This commit also updates the tests and implementations of built-in
interpolation functions to take and return native lists where
appropriate.
A backwards compatibility note: previously the concat interpolation
function was capable of concatenating either strings or lists. The
strings use case was deprectated a long time ago but still remained.
Because we cannot return `ast.TypeAny` from an interpolation function,
this use case is no longer supported for strings - `concat` is only
capable of concatenating lists. This should not be a huge issue - the
type checker picks up incorrect parameters, and the native HIL string
concatenation - or the `join` function - can be used to replicate the
missing behaviour.
This changes the representation of maps in the interpolator from the
dotted flatmap form of a string variable named "var.variablename.key"
per map element to use native HIL maps instead.
This involves porting some of the interpolation functions in order to
keep the tests green, and adding support for map outputs.

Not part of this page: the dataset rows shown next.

PR #3587, opened 2022-02-09
feat(haskell): Add Haskell module

### LINKED ISSUE #1458: Support for Haskell

ksqsf:
#### Description
Add Haskell module to detect the version of GHC and/or the selected Stack resolver.

#### Motivation and Context
Support one more popular industrial-strength programming language.

Fixes #1458
Fixes #2601

GHC

Stack resolver

Tested by running it on my machine.

- I have GHC 9.0.2 installed (via GHCup) as a default GHC compiler.
- Stack is also popular among Haskellers: it manages GHC version itself, so [a resolver version (e.g. `lts-18.12`) determines a specific GHC version](https://www.stackage.org), and Stack will install it when necessary.

This is a standalone module and it does not affect other code.

(I don't have Linux and Windows environments at the moment.)

#### Checklist:

### DIFF
--- a/src/configs/haskell.rs
+++ b/src/configs/haskell.rs
@@ -21,7 +21,7 @@ impl<'a> Default for HaskellConfig<'a> {
             format: "via [$symbol($version )]($style)",
             version_format: "v${raw}",
             symbol: " ",
-            style: "purple",
+            style: "bold purple",
             disabled: false,
             detect_extensions: vec!["hs", "cabal", "hs-boot"],
             detect_files: vec!["stack.yaml", "cabal.project"],
--- a/src/configs/haskell.rs
+++ b/src/configs/haskell.rs
@@ -1,0 +1,31 @@
+use crate::config::ModuleConfig;
+
+use serde::Serialize;
+use starship_module_config_derive::ModuleConfig;
+
+#[derive(Clone, ModuleConfig, Serialize)]
+pub struct HaskellConfig<'a> {
+    pub format: &'a str,
+    pub version_format: &'a str,
+    pub symbol: &'a str,
+    pub style: &'a str,
+    pub disabled: bool,
+    pub detect_extensions: Vec<&'a str>,
+    pub detect_files: Vec<&'a str>,
+    pub detect_folders: Vec<&'a str>,
+}
+
+impl<'a> Default for HaskellConfig<'a> {
+    fn default() -> Self {
+        HaskellConfig {
+            format: "via [$symbol($ghc_version )]($style)",
+            version_format: "v${raw}",
+            symbol: " ",
+            style: "purple",
+            disabled: false,
+            detect_extensions: vec!["hs", "cabal"],
+            detect_files: vec!["stack.yaml"],
+            detect_folders: vec![],
+        }
+    }
+}
--- a/src/configs/haskell.rs
+++ b/src/configs/haskell.rs
@@ -20,7 +20,7 @@ impl<'a> Default for HaskellConfig<'a> {
         HaskellConfig {
             format: "via [$symbol($version )]($style)",
             version_format: "v${raw}",
-            symbol: " ",
+            symbol: "λ ",
             style: "bold purple",
             disabled: false,
             detect_extensions: vec!["hs", "cabal", "hs-boot"],
--- a/src/configs/haskell.rs
+++ b/src/configs/haskell.rs
@@ -18,13 +18,13 @@ pub struct HaskellConfig<'a> {
 impl<'a> Default for HaskellConfig<'a> {
     fn default() -> Self {
         HaskellConfig {
-            format: "via [$symbol($ghc_version )]($style)",
+            format: "via [$symbol($version )]($style)",
             version_format: "v${raw}",
             symbol: " ",
             style: "purple",
             disabled: false,
-            detect_extensions: vec!["hs", "cabal"],
-            detect_files: vec!["stack.yaml"],
+            detect_extensions: vec!["hs", "cabal", "hs-boot"],
+            detect_files: vec!["stack.yaml", "cabal.project"],
             detect_folders: vec![],
         }
     }
--- a/src/modules/haskell.rs
+++ b/src/modules/haskell.rs
@@ -61,25 +61,21 @@ fn get_ghc_version(context: &Context) -> Option<String> {
 }
 
 fn get_stack_resolver_version(context: &Context) -> Option<String> {
+    if !is_stack_project(context) {
+        return None;
+    }
     let file_contents = utils::read_file(context.current_dir.join("stack.yaml")).ok()?;
     let yaml = yaml_rust::YamlLoader::load_from_str(&file_contents).ok()?;
-    let version = yaml.first()?["resolver"]
-        .as_str()
-        .or(yaml.first()?["snapshot"].as_str())?;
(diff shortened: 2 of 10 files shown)


ksqsf:
I didn't realize that there was at least two previous attempts (#2601)!

Please close my PR if there is any conflict.

chipbuster:
@ksqsf No conflict, but given that performance is going to be the primary blocker to merging (and what more-or-less sank the previous attempts) it'd be good to get some benchmark numbers to see what kind of performance we can expect from this PR.

If those numbers look good, I'll run some more tests on my end to make sure they agree, then we can talk about features + configuration.

ksqsf:
@chipbuster Hi, sure!

On my machine,

| Command | Avg. Time |
|-----------|-----------|
| ghc --numeric-version |  76ms |
| python --version | 46ms |
| python3 --version | 15ms |
| rustc --version | 127ms |
| rustup run <...> rustc --version | 33ms |

I don't know what is the exact criterion and if there is a standard benchmark practice, though. I've been using my fork for some time, and I consider this acceptable personally.

The `stack.yaml` support uses starship's yaml parser like the Kubernetes module, so it should be as fast.

chipbuster:
Well, this within acceptable ranges. I'll do some testing on my lower powered systems and see what I find.

chipbuster:
Interesting. My VPS has absolutely no problem with this (less than half the times you reported). I'll also want to test on my old x64 MBP, since this is a system that has historically been challenging in terms of latency for version commands.

chipbuster:
Okay, after comparing against other commands, I think `ghc --numeric-version` is still too slow to be default: on my 2015 MBP, it takes almost 160ms to complete (which is in-line with the benchmarks we had last time we decided to pull it).

That being said, this module doesn't fully rely on `ghc --numeric-version` to get its version info, the same way the Rust module currently treats `rustc --version` as a fallback. So the real question is how often we expect to see Haskell projects with vs without Stack, and whether we're willing to pay the extra runtime cost if there isn't.

Does anyone have thoughts on this? The time to run `ghc --numeric-version` is (with warm caches) roughly the same as `java --version`. This was the initial implementation of the Java module which I blocked on performance concerns (it now uses `-Xinternalversion` which is much faster), but the default behavior is to attempt to resolve via a stack file first, which (as I understand it) is currently the gold standard for dependency management in Haskell.

ksqsf:
Maybe we can remove `ghc --numeric-version` and only check `stack.yaml`?

andytom:
I am not a Haskell user so this is kind of an outsider looking in.

Since getting the version from the stack file is fast and seems to be the common case (again as an outsider) I don't see using `ghc - - numeric-version` as a fall back to be a problem. We might have a few cases where the prompt is slow but these "should" be exceptions rather than the rule.

chipbuster:
Okay, I generally concur. The last time I used Haskell seriously, the community still seemed to be evenly split between stack and cabal. It seems that stack has taken over since then, and if anyone has performance issues, they can disable the module since there doesn't seem to be anything else we can do without implementing async rendering.

docs/presets/README.md
```diff
@@ -44,6 +44,9 @@ symbol = " "
 [golang]
 symbol = " "
 
+[haskell]
```
chipbuster, line 47: Unfortunately, the preset system has been reworked somewhat in 1.4.0. The new location for preset files is `starship/docs/.vuepress/public/presets/toml`. Could you revert this to the version on master and then update the preset files in there?

src/configs/haskell.rs
```diff
@@ -0,0 +1,31 @@
...
+    pub detect_files: Vec<&'a str>,
+    pub detect_folders: Vec<&'a str>,
+}
+
+impl<'a> Default for HaskellConfig<'a> {
+    fn default() -> Self {
+        HaskellConfig {
+            format: "via [$symbol($version )]($style)",
+            version_format: "v${raw}",
+            symbol: " ",
```
chipbuster, line 23: I can't actually see this symbol in the web browser due to font issues. Is this supposed to be a nerdfont symbol? If so, we'll need to change it over to unicode.

NerdFont symbols can go in the NerdFont preset if you'd like to preserve it.

chipbuster: (Same applies to documentation for defaults).

src/modules/haskell.rs
```diff
@@ -0,0 +1,149 @@
...
+    fn folder_without_hs_files() -> io::Result<()> {
+        let dir = tempfile::tempdir()?;
+        let actual = ModuleRenderer::new("haskell").path(dir.path()).collect();
+        let expected = None;
+        assert_eq!(expected, actual);
+        dir.close()
+    }
+
+    #[test]
+    fn folder_stack() -> io::Result<()> {
```
chipbuster, line 106: Can we also add a test case here with a more polluted YAML content? Something that we might see in real life, e.g. with packages and flags. Could be a toy project with a few dependencies, or just something pulled from a random repo.

I'm not so concerned about it for this specific PR, but it would be a small amount of protection against future breakage.

chipbuster (dismissed):
Overall, a lovely PR. I suppose I should expect nothing less from a Haskeller.

You'll need to rebase on master because the preset system change has unfortunately introduced some conflicts (I left a more specific comment at the site).

Also, the choice of default symbol is unfortunately not going to work here. Due to #3544, we're slowly phasing out NerdFont symbols as default symbols in all modules. Would a bold `λ` work in this case? You can insert the NerdFont symbol into the NerdFont preset, if you'd like.

chipbuster:
@ksqsf I hit the wrong button, meant to request changes, not approve. Sorry :|

src/configs/haskell.rs
ksqsf: Yes, it is a NerdFont symbol. 
image

Moved to the NerdFont preset.

src/modules/haskell.rs
ksqsf: Copy-pasted a stack file from Reanimate. https://github.com/reanimate/reanimate/blob/master/stack-lts-14.yaml

ksqsf:
Rebased and updated accordingly. Please review. :3

chipbuster (approved):
:+1: LGTM. Thanks @ksqsf for such a quick response on the review!

andytom:
Thank you for your contribution @ksqsf and thanks for reviewing @chipbuster.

There is one backwards incompatibility: as a result of an implementation
detail of maps, one could access an indexed map variable using the
syntax "${var.variablename.key}".
This is no longer possible - instead HIL native syntax -
"${var.variablename["key"]}" must be used. This was previously
documented, (though not heavily used) so it must be noted as a backward
compatibility issue for Terraform 0.7.
* core: Add support for marking outputs as sensitive
This commit allows an output to be marked "sensitive", in which case the
value is redacted in the post-refresh and post-apply list of outputs.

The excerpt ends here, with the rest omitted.